__Required action__. Take the data below and filter it for lines containing the word "Apple"; show each line found.

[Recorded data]
Issue #17879, opened 2020-12-29
App Store Connect create function fails


Adam0101:
### New Issue Checklist

- [x] Updated fastlane to the latest version
- [x] I read the [Contribution Guidelines](https://github.com/fastlane/fastlane/blob/master/CONTRIBUTING.md)
- [x] I read [docs.fastlane.tools](https://docs.fastlane.tools)
- [x] I searched for [existing GitHub issues](https://github.com/fastlane/fastlane/issues)

### Issue Description
When calling Spaceship::ConnectAPI::App.create it crashes with an unexpected response.

##### Command executed
Spaceship::Tunes::Application.create!(name: title,
                                  primary_language: "English",
                                               sku: sku,
                                         bundle_id: bundleID)

##### Complete output when running fastlane, including the stack trace and command used
Spaceship::Tunes::Application.create!(name: title,
                                  primary_language: "English",
                                               sku: sku,
                                         bundle_id: bundleID)

Traceback (most recent call last):
	3: from ./createAppContainer.rb:46:in `<main>'
	2: from /Library/Ruby/Gems/2.6.0/gems/fastlane-2.170.0/spaceship/lib/spaceship/tunes/application.rb:96:in `create!'
	1: from /Library/Ruby/Gems/2.6.0/gems/fastlane-2.170.0/spaceship/lib/spaceship/tunes/tunes_client.rb:296:in `create_application!'
/Library/Ruby/Gems/2.6.0/gems/fastlane-2.170.0/spaceship/lib/spaceship/client.rb:732:in `parse_response': {"data"=>nil, "messages"=>{"warn"=>nil, "error"=>["Not Found"], "info"=>nil}, "statusCode"=>"ERROR"} (Spaceship::UnexpectedResponse)

<details>
  <pre>  </pre>
</details>

### Environment

<details><summary>✅ fastlane environment ✅</summary>

### Stack

| Key                         | Value                                                          |
| --------------------------- | -------------------------------------------------------------- |
| OS                          | 11.1                                                           |
| Ruby                        | 2.6.3                                                          |
| Bundler?                    | false                                                          |
| Git                         | git version 2.24.3 (Apple Git-128)                             |
| Installation Source         | /usr/local/bin/fastlane                                        |
| Host                        | macOS 11.1 (20C69)                                             |
| Ruby Lib Dir                | /System/Library/Frameworks/Ruby.framework/Versions/2.6/usr/lib |
[...]

PR #17938, opened 2021-01-10
[spaceship][docs] update spaceship app store connect docs

rogerluan:

### Motivation and Context

This was exposed as an issue here: https://github.com/fastlane/fastlane/issues/17879#issuecomment-754101484

### Description

Simple docs updating. Removed a comment that said that something was not working (but it is), and update param name.

### DIFF
--- a/spaceship/docs/AppStoreConnect.md
+++ b/spaceship/docs/AppStoreConnect.md
@@ -60,9 +60,8 @@ Spaceship::ConnectAPI::App.all.collect do |app|
 end
 
 # Create a new app
-// Not working yet
 app = Spaceship::ConnectAPI::App.create(name: "App Name",
-                                        primary_language: "English",
+                                        primary_locale: "English",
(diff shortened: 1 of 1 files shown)


rogerluan:
Actually I'm not sure whether the "not working" part should be removed. Looks like it doesn't work with ASC, but the same function does work with regular authentication credentials. 🤔

joshdholtz:
@googlebot I consent.

joshdholtz (approved):
🔥

spaceship/docs/AppStoreConnect.md
```diff
@@ -60,11 +60,11 @@ Spaceship::ConnectAPI::App.all.collect do |app|
 end
 
 # Create a new app
-// Not working yet
+# Currently only works with Apple ID login (not API Key)
```
rogerluan, line 63: Cheers! 🎉 much more clear now!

__Answer to this task__.
| Git                         | git version 2.24.3 (Apple Git-128)                             |
+# Currently only works with Apple ID login (not API Key)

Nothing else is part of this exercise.